PROVIDED INFORMATION Start Marker

PR #17930, opened 2026-04-16
fix: use safe YAML loaders for config parsing

Hinotoi-agent:
## Summary
This PR hardens PaddleOCR's shared config parsing paths by replacing unsafe YAML deserialization with safe parsing semantics.

The current code uses `yaml.load(..., Loader=yaml.Loader)` on attacker-controlled configuration files and CLI override values. In Python, `yaml.Loader` accepts Python-object tags such as `!!python/object/apply`, which can trigger arbitrary code execution during config parsing.

This patch switches the affected config loaders to `yaml.SafeLoader` and adds regression coverage for the main `tools/program.py` config entry points.

## Security issues covered
| Issue | Impact | Severity |
|-------|--------|----------|
| Unsafe YAML deserialization in config loading | attacker-controlled config files or `-o/--opt` values can trigger Python object construction during parsing | High |

## Before this PR
- shared config helpers used `yaml.load(..., Loader=yaml.Loader)`
- CLI override parsing in `ArgsParser._parse_opt()` evaluated YAML values with the unsafe loader
- loading a malicious YAML file through `tools/program.py` could execute Python-object tags during parsing
- no regression test ensured dangerous YAML tags were rejected in the main shared config path

## After this PR
- shared config helpers use `yaml.SafeLoader`
- CLI override parsing rejects Python-object tags instead of constructing them
- malicious YAML config payloads fail during parsing instead of executing
- regression tests lock in rejection of Python-object tags for the main config and `--opt` path

## Why this matters
PaddleOCR exposes shared configuration-loading helpers that are used by training and export tooling. Those helpers should treat config files and CLI override values as data, not as executable Python object graphs.

Using `yaml.Loader` breaks that boundary. A malicious YAML payload can turn a config parse into code execution. In practice, this matters for anyone who loads untrusted configs, copies training/export commands from third parties, or automates PaddleOCR jobs in CI or shared environments.

## Attack flow
```text
attacker-controlled YAML file or -o value
    -> PaddleOCR config helper calls yaml.load(..., Loader=yaml.Loader)
        -> Python-object tag such as !!python/object/apply is constructed
            -> attacker-controlled code runs during config parsing
```

## Affected code
- `tools/program.py`
- `benchmark/PaddleOCR_DBNet/utils/util.py`
- `test_tipc/supplementary/config.py`
- `configs/rec/multi_language/generate_multi_language_configs.py`

## Root cause
- untrusted config input was parsed with `yaml.Loader` instead of a safe loader
- config parsing treated attacker-controlled YAML as capable of constructing Python objects
- the same unsafe pattern existed in both file-based config loading and CLI override parsing

## CVSS assessment
| Issue | CVSS v3.1 | Vector |
|-------|-----------|--------|
| Unsafe YAML deserialization in config loading | 8.0 High | `CVSS:3.1/AV:L/AC:L/PR:N/UI:R/S:U/C:H/I:H/A:H` |

Rationale:
- attacker control is the supplied config file or CLI override value
- exploitation requires user interaction to load the malicious config
- successful exploitation can execute arbitrary code in the context of the PaddleOCR process

## Safe reproduction steps
1. On vulnerable code, identify the shared config helpers in `tools/program.py`.
2. Confirm that `load_config()` uses `yaml.load(..., Loader=yaml.Loader)` on a supplied YAML file.
3. Confirm that `ArgsParser._parse_opt()` uses `yaml.load(..., Loader=yaml.Loader)` on supplied `-o/--opt` values.
4. Prepare a YAML payload containing a Python-object tag such as `!!python/object/apply`.
5. Load the payload through the config file path or the CLI override path.
6. Observe that vulnerable code evaluates the payload during parsing.
7. On patched code, confirm the same payload is rejected by `yaml.SafeLoader`.

## Expected vulnerable behavior
On vulnerable code, a malicious YAML payload using Python-object tags is accepted by the parser and executed during config loading instead of being rejected as invalid config data.

## Changes in this PR
- replace `yaml.Loader` with `yaml.SafeLoader` in the affected config parsing paths
- harden shared CLI override parsing against Python-object YAML tags
- add a regression test covering `tools/program.py` file-based config loading
- add a regression test covering `tools/program.py` `--opt` parsing

## Files changed
| Category | Files | What changed |
|----------|-------|--------------|
| Shared config hardening | `tools/program.py` | switched config file and CLI override parsing to `yaml.SafeLoader` |
| Related config helpers | `benchmark/PaddleOCR_DBNet/utils/util.py`, `test_tipc/supplementary/config.py`, `configs/rec/multi_language/generate_multi_language_configs.py` | replaced the same unsafe loader pattern in sibling config utilities |
| Regression tests | `tests/test_safe_yaml_config_loading.py` | added tests that malicious Python-object YAML tags are rejected |

## Maintainer impact
This change is intentionally narrow:
- it does not change normal scalar/list/dict YAML parsing behavior
- it does reject Python-specific YAML object tags that should not be accepted from untrusted config input
- it keeps the fix scoped to config parsing and does not change model behavior or inference logic

## Fix rationale
Configuration should be treated as declarative data. `yaml.SafeLoader` enforces that boundary by supporting normal YAML types while rejecting Python-object construction tags.

That is the correct security boundary for PaddleOCR config parsing because config files and CLI overrides should never be able to instantiate arbitrary Python objects during parsing.

## Type of change
- [x] Security fix
- [x] Bug fix
- [ ] New feature
- [ ] Breaking API change
- [ ] Documentation-only change

## Test plan
Commands run:

```bash
cd /Users/lennon/.hermes/hermes-agent && venv/bin/python -m pytest /tmp/PaddleOCR/tests/test_safe_yaml_config_loading.py -q
cd /tmp/PaddleOCR && python3 -m py_compile tools/program.py benchmark/PaddleOCR_DBNet/utils/util.py configs/rec/multi_language/generate_multi_language_configs.py test_tipc/supplementary/config.py tests/test_safe_yaml_config_loading.py
```

Observed result:
- regression tests passed (`2 passed`)
- touched Python files compiled successfully

## Disclosure notes
This PR is intentionally bounded to unsafe YAML deserialization in shared config parsing paths.

It does not claim broader remote exploitability by default. The concrete issue fixed here is that attacker-controlled config input was parsed with an unsafe YAML loader capable of constructing Python objects during parsing.


Hinotoi-agent:
I pushed a follow-up fix for the CI setup on this branch:
- Python 3.8 CI now uses `paddlepaddle==3.0.0` because `3.2.0` is not available for `cp38` on the configured Paddle CPU index
- GPU workflow now installs the released PaddleX dependency range before the editable package install

I also re-ran the relevant local regression test for this PR successfully.

The new GitHub Actions runs were created, but they finished immediately with `conclusion: action_required` and no jobs were started. That looks like a fork-PR workflow approval/policy blocker rather than a remaining code failure.

Could a maintainer please approve/enable the workflow run for this PR so the checks can execute on the updated branch?

.github/workflows/test_gpu.yml
```diff
@@ -76,6 +76,7 @@ jobs:
             python -m pip config set global.index-url https://pypi.tuna.tsinghua.edu.cn/simple
             python -m pip install pytest
             if [ -f requirements.txt ]; then python -m pip install -r requirements.txt; fi
+            python -m pip install 'paddlex[ocr,genai-client,ie,trans]>=3.4.0,<3.5.0'
```
luotao1: The same problem also occurs in https://github.com/PaddlePaddle/PaddleOCR/pull/17931#discussion_r3110901992. Please remove it.

Hinotoi-agent: Removed the redundant PaddleX install from `.github/workflows/test_gpu.yml` and pushed the change in `7750a8a33e`. `python -m pip install -e ".[all]"` already covers that dependency path, so the extra line was unnecessary.

Hinotoi-agent:
I pushed a follow-up for the GPU CI collection issue seen on this branch.

Current head: `a8c8420c46f10749d1965a8dfd64d933a9960841`

Changes:
- replaced direct `sys.modules[...] = ...` test stubs with `monkeypatch.setitem(sys.modules, ...)` in `tests/test_safe_yaml_config_loading.py`
- also registered the dynamically loaded `paddleocr_tools_program` module through `monkeypatch`
- this prevents fake `paddle`, `numpy`, and `ppocr` modules from leaking into later broad GPU test collection

Local validation:
- `pytest -q tests/test_safe_yaml_config_loading.py` — 2 passed
- `pytest -q tests/test_safe_yaml_config_loading.py tests/pipelines/test_patch_layout_parsing.py` — 15 passed
- `uvx black --check tests/test_safe_yaml_config_loading.py` — passed
- `python -m compileall -q tests/test_safe_yaml_config_loading.py` — passed
- `git diff --check` — passed

The new fork workflow runs for this head are currently `action_required`, so they need maintainer approval before GitHub Actions will execute again.

.github/workflows/test_gpu.yml
Hinotoi-agent: Follow-up: I have now restacked this PR onto the current `main`, so the branch no longer carries the old workflow changes at all. Current head: `04c7ec9f7e43de09ba04dcac27ab227ccdf7218c`. The PR is back to the intended safe-YAML change only, plus a focused regression test.

Bobholamovic (dismissed):

Hinotoi-agent:
CI triage update for the current head `a8c8420c46f10749d1965a8dfd64d933a9960841`:

- `PaddleOCR PR Tests` — passed
- `PaddleOCR Code Style Check` — passed
- `PaddleOCR PR Tests GPU` — failed before test collection because the workflow could not clone PaddleX:
  - `fatal: unable to access 'https://github.com/PaddlePaddle/PaddleX.git/': gnutls_handshake() failed: Error in the pull function.`

The later `ModuleNotFoundError: No module named 'paddlex'` collection errors appear downstream of that failed dependency clone, not from this safe-YAML patch. The previous reviewer-requested workflow cleanup is already resolved/outdated; this branch is scoped to the YAML loader change and its regression coverage.

Hinotoi-agent:
Rebased this branch onto current `PaddlePaddle:main` so it includes the upstream CI updates from `#17954`/`#17976` and drops the stale behind-base state.

Current head: `b3e42937e4`

Validation run on the rebased branch:
- `python -m pytest tests/test_safe_yaml_config_loading.py -q` ✅ (2 passed)
- `git diff --check upstream/main...HEAD` ✅

The branch remains scoped to the safe-YAML loader changes plus the focused regression test.

Bobholamovic (approved):

Bobholamovic (approved):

PROVIDED INFORMATION End Marker

YOUR ASSIGNMENT -
Produce only the lines from the line containing "- it keeps the" through the line containing "This PR is intentionally", inclusive of both, exactly as they stand in the entries above.

EXERCISE RESPONSE -
- it keeps the fix scoped to config parsing and does not change model behavior or inference logic

## Fix rationale
Configuration should be treated as declarative data. `yaml.SafeLoader` enforces that boundary by supporting normal YAML types while rejecting Python-object construction tags.

That is the correct security boundary for PaddleOCR config parsing because config files and CLI overrides should never be able to instantiate arbitrary Python objects during parsing.

## Type of change
- [x] Security fix
- [x] Bug fix
- [ ] New feature
- [ ] Breaking API change
- [ ] Documentation-only change

## Test plan
Commands run:

```bash
cd /Users/lennon/.hermes/hermes-agent && venv/bin/python -m pytest /tmp/PaddleOCR/tests/test_safe_yaml_config_loading.py -q
cd /tmp/PaddleOCR && python3 -m py_compile tools/program.py benchmark/PaddleOCR_DBNet/utils/util.py configs/rec/multi_language/generate_multi_language_configs.py test_tipc/supplementary/config.py tests/test_safe_yaml_config_loading.py
```

Observed result:
- regression tests passed (`2 passed`)
- touched Python files compiled successfully

## Disclosure notes
This PR is intentionally bounded to unsafe YAML deserialization in shared config parsing paths.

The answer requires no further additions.